“I’m coming!”
I rolled my eyes, smacked my lips together before shrugging on the vintage leather jacket. My dad was serving time for a weapons charge. I didn’t get to visit all that often, this would be my first visit. If it was up to my mom I wouldn’t see him until he was released but where there is a will, there’s a way. I found the jacket in the attic on a hunt to find our old family photo albums. It was hers, from a million years ago, well, not really a million, more like fifteen. It was one of the few things left from a time when Connie and Jack were a couple when my mother was Property of Parrish.
It worked for my mom.
She snatched the president.
I ran my fingers over the leather, turning around in the mirror to check how I looked, noting it fit like a glove, like it was made for me.
Like mother, like daughter.
Here’s to hoping the jacket had the same effect for me and aided in nabbing the vice president of the Satan’s Knights…Dominic “Blackie” Petra.
I’ve had a crush on Blackie since I was just a child. At ten years old I both fell in love for the first time and had my heart broken all by Blackie. He smiled at me and I knew love at first sight existed. Then he married his high school sweetheart and broke my heart.

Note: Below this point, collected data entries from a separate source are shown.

PR #169, opened 2026-08-31
refactor: unify credential configuration resolution

### LINKED ISSUE #163: Unify issuer-state / authorization_details / scope resolution across PresentationDuringIssuanceService and AuthorizationChallengeEndpoint
> could we extract the issuer-state / authorization_details / scope resolution into one shared, server-side resolver and make its cardinality contract explicit. The new nested resolver rejects multiple credential configurations, whereas AuthorizationChallengeEndpoint and the issuer guard select the first one or this is intended

ETA: 1 day

Awambeng:
## Problem

`PresentationDuringIssuanceService` and `AuthorizationChallengeEndpoint` both determine which credential configuration is expected from an OID4VC authorization request.

However, they handled some cases differently:

* The PDI service rejected requests with multiple credential configurations, while ACE used the first one.
* The PDI service filtered `authorization_details` by `type=openid_credential`, while ACE did not.
* Both classes contained duplicated logic for parsing the request and resolving the credential configuration.

## Solution

Introduced a shared `CredentialRequestResolver` that:

1. Uses the same resolution order: `issuer_state → authorization_details → scope`
2. Rejects requests that resolve to multiple credential configurations
3. Applies the same `openid_credential` filtering
4. Contains the shared credential offer resolution logic

Both `PresentationDuringIssuanceService` and `AuthorizationChallengeEndpoint` now use the resolver, removing the duplicated logic and ensuring consistent behavior.

Closes #163

### DIFF
--- a/src/main/java/io/github/adorsysgis/keycloak/protocol/oid4vc/oidc/CredentialRequestResolver.java
+++ b/src/main/java/io/github/adorsysgis/keycloak/protocol/oid4vc/oidc/CredentialRequestResolver.java
@@ -1,0 +1,220 @@
+package io.github.adorsysgis.keycloak.protocol.oid4vc.oidc;
+
+import static org.keycloak.OID4VCConstants.OPENID_CREDENTIAL;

I like to think I got over Blackie and grew up since then. I mean after all I’m fifteen years old now. I wasn’t some kid with a crush and Blackie wasn’t the same person I fell in love with at ten years old. He’s sad all the time. He never smiles anymore. Not that I blame him. Blackie’s wife Christine, overdosed and died. I’m not supposed to know that, but I overheard my mom and dad talking about it. He blames himself for her death and it’s the reason he doesn’t smile anymore.
Not for me or for anyone.
He used to have a killer smile. It was his smile that hooked me. Boys my age didn’t smile the way Blackie did. He smiled confidently at me while boys my age smiled nervously, like they had no idea what to do around a girl.
Blackie knew.
I ran down the stairs and nearly collided with my mom. So much for trying to slip out of the house without her noticing the ‘new’ me.
“What are you wearing?”
“I found it in the attic and it fit,” I said, shrugging my shoulders as I dropped a kiss on her cheek. “I’ve got to go, we’re late.”
“Lacey, wipe that shit off your face before you see your father,” she warned.
“It’s just make-up,” I argued. “I’m fifteen years old, most girls my age have already dyed their hair six times by now.” I left out that nearly all my friends dyed their hair and lost their virginity in the same week. “Love you,” I called as I hurried out the front door as any typical teenager would do, leaving her mother in the dust behind her to chase after the guy of her dreams.
She was my age once.
She gets it.
Blackie was leaning against his truck smoking a cigarette when he lifted his head and his eyes met mine, causing me to stop in my tracks and stare at him. Dressed all in black, like always, black loose fitting jeans that hung low on his waist, a black t-shirt that stretched across his shoulders and chest and his leather jacket that hid all the tattoos that decorated his muscular arms. He hadn’t shaved, scruff lined his jaw, making him look even more lethal than usual. He had hazel eyes, and they varied in color, sometimes they were brown and at others they were green. I couldn’t help but wonder what caused the change, what made them one color one day and another the next. He had grown his hair out and wore it slicked back, the ends curling at the base of his neck.
For the first time I felt intimidated by him, like he was completely out of my reach, like I was just a fifteen-year-old girl with a crush on an older guy.
And like any teenage girl I wanted what I couldn’t have.
“Get in, I got you your favorite,” he said, pushing off the truck and walking around to the driver’s seat.
“My favorite?” I asked as I climbed into the passenger seat, immediately spotting the large white Styrofoam cup sitting in the cup holder of the console.
“Chocolate milk shake,” he declared, handing me a straw as he turned the key in the ignition. I was allowed at the Satan’s Knights clubhouse a handful of times, special occasions, like bring your daughter to work day, that was fun, and Pipe’s wedding to some foreigner that didn’t even know how to say ‘I do’. But each time my dad always had an ice cream truck parked on the lot and Wolf always handed me a chocolate milkshake or some days an ice cream cone.
Chocolate milkshakes.
One of the good memories of my childhood.
One of the few.
Still, to this day a chocolate milkshake will always make me smile.